How many of the lines below include the word "Kesch"? Only the number should be given.

_DATASET EXTRACT:_
[Start of Attachment]

PR #943, opened 2019-09-18
[test] Fix cuda checks on Kesch

lucamar:
Fixing cuda checks as #924 was intending to do. Currently the checks are failing on Kesch:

[End of Attachment]

_REPLY TO THE EXERCISE:_ 2